2.1 Maximum Likelihood Estimation
Suppose a process \(T\) is the time to event of a process following an exponential probability distribution (notes), \(f(T = t; \lambda) = \lambda e^{-\lambda t}\). Fitting a model to the data means estimating the distribution’s parameter, \(\lambda\). The way this is typically done is by the process of maximum likelihood estimation (MLE). MLE compares the observed outcomes to those produced by the range of possible parameter values within the parameter space \(\lambda \in \Lambda\) and chooses the parameter value that maximizes the likelihood of producing the observed outcome, \(\hat{\lambda} = \underset{\lambda \in \Lambda}{\arg\max} \hat{L}_t(\lambda, t)\).
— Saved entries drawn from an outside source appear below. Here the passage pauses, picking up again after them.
Issue #608, opened 2021-08-26
Feature: Badge/Indicator for a new error log entry


arpitnath:
### Description
Debugger puts a red dot with a number of unread logs next to its icon whenever there is a new error log entry.

PR #616, opened 2021-08-26
Feature: notification badge-indicator [debugger]

arpitnath:
**Fixes**: #608 

**Loom**: https://www.loom.com/share/d5c9ea5a713a422eb2db63e3948c418e

**app**: https://tooljet-update-pr.herokuapp.com/apps/b945fce6-1272-4468-b5c0-1ec3c875255d


Navaneeth-pk:
@arpitnath looks good, please resolve the merge conflicts.

gondar00:
One suggestion, the notification badge ideally should not cut out of the sidebar

arpitnath:
Should I reduce the size? or change the position?

gondar00:
Also, can you add a check if the count increases 1000 then show something like 999+, to handle this edge case 
ref: 
image

gondar00:
> Should I reduce the size? or change the position?

I think height 20px width 20px should be good, the trick would be to reduce the font-weight property to something like 400

arpitnath:
> Also, can you add a check if the count increases 1000 then show something like 999+, to handle this edge case
> ref:
> image

yes, also if the number of errors increases 100 we can paginate the logs

frontend/src/Editor/LeftSidebar/SidebarDebugger.jsx
```diff
@@ -56,20 +57,41 @@ export const LeftSidebarDebugger = ({ darkMode, components, errors }) => {
...
+
+        if(open ===  false && errorLogs.length !== unReadErrorCount.read) {
+            setUnReadErrorCount((prev) => {
+                let copy = JSON.parse(JSON.stringify(prev))
+                copy.unread = unReadErrors
+                return copy
+            })
+        }
+        
+        if(open === true) {
```
gondar00, line 71: I don't think a check is required here it can also be written as `if(open)`

arpitnath:
> > Should I reduce the size? or change the position?
> 
> I think reduce the size to height 20px width 20px should be good, the trick would be to reduce the font-weight property to something like 400

cool, will update in this PR

frontend/src/Editor/LeftSidebar/SidebarDebugger.jsx
```diff
@@ -56,20 +57,41 @@ export const LeftSidebarDebugger = ({ darkMode, components, errors }) => {
...
+    React.useEffect(() => {
+        const unReadErrors = errorLogs.length - unReadErrorCount.read
+
+        if(open ===  false && errorLogs.length !== unReadErrorCount.read) {
+            setUnReadErrorCount((prev) => {
+                let copy = JSON.parse(JSON.stringify(prev))
+                copy.unread = unReadErrors
+                return copy
+            })
+        }
```
gondar00, line 69: `unReadErrors` should be declared inside the if statement where its being used

arpitnath: yes, i was using it in the other block too, but later changed and I guess did not notice, thanks

frontend/src/Editor/LeftSidebar/SidebarDebugger.jsx
arpitnath: Yep, we don't need this, just can put it in the else block and its all good

arpitnath:
Screenshot 2021-08-28 at 4 34 59 PM
Screenshot 2021-08-28 at 4 34 53 PM

arpitnath:
https://www.loom.com/share/e9aca92a8e1c4560aca77e73ab3ef5bc

PR #622, opened 2021-08-27
Fix ESLint

arihant-2310:


akshaysasidrn:
Currently, we don't have a pipeline setup to ensure for all the changes that are merged. Will be doing that afterwards and fix whole of it in one PR. So closing this, thanks.

Issue #644, opened 2021-08-31
Feature: ability to disable widgets


arpitnath:

arpitnath:
working on it

PR #653, opened 2021-08-31
Feature: disable widgets

arpitnath:
**Fixes**: #644 

**App**: https://tooljet-pr-app.herokuapp.com/apps/88112eec-3c96-4ff9-9936-8ceefa9d6814


frontend/src/Editor/Components/Button.jsx
```diff
@@ -21,7 +21,9 @@ export const Button = function Button({
   const backgroundColor = component.definition.styles.backgroundColor.value;
   const color = component.definition.styles.textColor.value;
   const widgetVisibility = component.definition.styles?.visibility?.value || true;
```
gondar00, line 23: `false || true` will always return true 
```suggestion
  const widgetVisibility = component.definition.styles?.visibility?.value ?? true;
```

frontend/src/Editor/Components/Map/Map.jsx
```diff
@@ -107,7 +110,7 @@ export const Map = function Map({
 
 
   return (
-    <div style={{ width, height, display:parsedWidgetVisibility ? '' : 'none' }} onClick={event => {event.stopPropagation(); onComponentClick(id, component)}} className="map-widget">
+    <div disabled={parsedDisableState} style={{ width, height, display:parsedWidgetVisibility ? '' : 'none' }} onClick={event => {event.stopPropagation(); onComponentClick(id, component)}} className="map-widget">
```
gondar00, line 113: <div> elements do not have a disabled attribute

frontend/src/Editor/Components/Button.jsx
arpitnath: yes, I missed it, will fix it.

frontend/src/Editor/Components/Map/Map.jsx
arpitnath: yes, I know. setting it as a new attribute for the div so that can use it as selectors.
Do you have a better way of this?

gondar00: Yes, we can use `data-*` attributes

more info: https://developer.mozilla.org/en-US/docs/Learn/HTML/Howto/Use_data_attributes

arpitnath: thanks 😁

arpitnath:
@gondar00 up for review

gondar00 (approved):

PR #724, opened 2021-09-10
Feature: Apps should only be edited by the admin or developer of the organisation.

### LINKED ISSUE #723: Apps should only be edited by the `admin` or `developer` of the organisation.
### Description

Apps should only be edited by the `admin` or `developer` of the organisation.
Viewers should not be able to edit apps.

Hide the `Edit` button for the apps if the user role is `viewer`.

### Current behaviour
All the users in the organisation can edit the apps. (admin, developer and viewer).
**Loom**: https://www.loom.com/share/14610d5eaeeb4d4cae27d2e306709725

arpitnath:
Fixes #723 

**App**: https://tooljet-pr-app.herokuapp.com/
**Loom**: https://www.loom.com/share/733c179abbdf4fdaae59f585bfc731b4


server/src/entities/user.entity.ts
```diff
@@ -53,11 +53,13 @@ export class User extends BaseEntity {
 
   public isAdmin;
   public isDeveloper;
+  public role;
 
   @AfterLoad()
   computeUserRole(): void {
     this.isAdmin = this.organizationUsers[0].role === 'admin';
     this.isDeveloper = this.organizationUsers[0].role === 'developer';
+    this.role = this.organizationUsers[0].role;
```
akshaysasidrn, line 62: Does it make sense to make do with only with `role` and rid of `isAdmin` and `isDeveloper` as it would be redundant here?

frontend/src/HomePage/HomePage.jsx
```diff
@@ -206,19 +206,21 @@ class HomePage extends React.Component {
                                 <small className="pt-2 app-description">created {moment(app.created_at).fromNow()} ago by {app.user?.first_name} {app.user?.last_name} </small>
                               </td>
                               <td className="text-muted col-auto pt-4">
-                                <Link
+                                {currentUser.role !== 'viewer' && (
```
akshaysasidrn, line 209: This check should also be present at the router level because if the link is available, the viewer can still access it.
Should enforce the same at backend too. Wdyt?

akshaysasidrn (changes requested):

akshaysasidrn:
Please help fix the concerns here in a follow up PR @arpitnath 🙇🏾‍♂️
Let's merge this for now

PR #737, opened 2021-09-13
enable suggestion box for codehinter

gondar00:
This PR enables the preview box for all codehinters.

image

### DIFF
--- a/frontend/src/Editor/LeftSidebar/sidebar-datasources.js
+++ b/frontend/src/Editor/LeftSidebar/sidebar-datasources.js
@@ -9,12 +9,12 @@ export const LeftSidebarDataSources = ({ appId, darkMode, dataSources = [], data
   const [showDataSourceManagerModal, toggleDataSourceManagerModal] = React.useState(false);
   const [selectedDataSource, setSelectedDataSource] = React.useState(null);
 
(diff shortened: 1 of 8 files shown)


frontend/src/Editor/LeftSidebar/sidebar-datasources.js
```diff
@@ -4,20 +4,20 @@ import { LeftSidebarItem } from './sidebar-item';
...
   const [selectedDataSource, setSelectedDataSource] = React.useState(null);
 
-  const renderDataSource = dataSource => {
+  const renderDataSource = (dataSource) => {
     const sourceMeta = DataSourceTypes.find((source) => source.kind === dataSource.kind);
     return (
       <tr
         role="button"
-        key={sourceMeta.kind.toLowerCase()}
+        key={sourceMeta.id}
```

For the exponential distribution, the likelihood that \(\lambda\) produces the observed outcomes is the product of the probability densities for each observation because they are a sequence of independent variables.
\[\begin{eqnarray} L(\lambda; t_1, t_2, \dots, t_n) &=& f(t_1; \lambda) \cdot f(t_2; \lambda) \cdots f(t_n; \lambda) \\ &=& \Pi_{i=1}^n f(t_i; \lambda) \\ &=& \Pi_{i=1}^n \lambda e^{-\lambda t_i} \\ &=& \lambda^n \exp \left(-\lambda \sum_{i=1}^n t_i \right) \end{eqnarray}\]
That is difficult to optimize, but the log of it is simple.
\[l(\lambda; t_1, t_2, \dots, t_n) = n \ln(\lambda) - \lambda \sum_{i=1}^n t_i\]
Maximize the log-likelihood equation by setting its derivative to zero and solving for \(\lambda\).
\[\begin{eqnarray} \frac{d}{d \lambda} l(\lambda; t_1, t_2, \dots, t_n) &=& \frac{d}{d \lambda} \left( n \ln(\lambda) - \lambda \sum_{i=1}^n t_i \right) \\ 0 &=& \frac{n}{\lambda} - \sum_{i=1}^n t_i \\ \lambda &=& \frac{n}{\sum_{i=1}^n t_i} \end{eqnarray}\]
\(\lambda\) is the reciprocal of the sample mean.